Yes they should end them, right after they pull the oil (including the 2 carrier groups) subsidies.


----------



## PhantomPholly (Aug 20, 2008)

Ziggythewiz said:


> Yes they should end them, right after they pull the oil (including the 2 carrier groups) subsidies.


Absolutely. Along with every other subsidy on the books - we can no longer afford such graft.


----------



## jeremyjs (Sep 22, 2010)

Jason Lattimer said:


> Congress should end ALL subsidies period!


Agreed. There are few things that should be subsidized by the federal gov't and they're fairly well defined. Our federal gov't is a bloated bumbling joke, but it's a joke on us.

If the states want to do it I'm totally fine with it. The public is much more able to control the purse strings at more local levels.


----------



## lowcrawler (Jun 27, 2011)

Ziggythewiz said:


> Yes they should end them, right after they pull the oil (including the 2 carrier groups) subsidies.


Exactly.
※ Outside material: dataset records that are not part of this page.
PR #9191, opened 2020-06-03
Attempt to create a hard link when importing beatmap from a non-archive source

peppy:
Not sure where to put the pinvoke function (it seems to be the first of its kind in the osu-side project... which is probably a bad precedent to set). Open to advice, just PRing for testing / feedback purposes.

We may want to make a helper function (framework? osu?) which also handles other platforms where hard links are supported.

Reduces IO (write) overhead during import from stable to near zero. Also disk space.

### DIFF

Stop spending Trillions subsidizing oil... _then _the millions spent subsidizing electric should be stopped.


----------



## PhantomPholly (Aug 20, 2008)

lowcrawler said:


> Exactly. Stop spending Trillions subsidizing oil... _then _the millions spent subsidizing electric should be stopped.


Why wait? End them all at once.


----------



## Ziggythewiz (May 16, 2010)

PhantomPholly said:


> Why wait? End them all at once.


Ever seen the show Split or Steal? YouTube it. It doesn't end well for the nice guy looking out for the good of the group.


----------



## jeremyjs (Sep 22, 2010)

PhantomPholly said:


> Why wait? End them all at once.


It would get ugly pretty quick if it ended all at once. everyone would probably be better off if they were phased out over a few years.


----------



## ElectriCar (Jun 15, 2008)

jeremyjs said:


> ...Our federal gov't is a bloated bumbling joke, but it's a joke on us...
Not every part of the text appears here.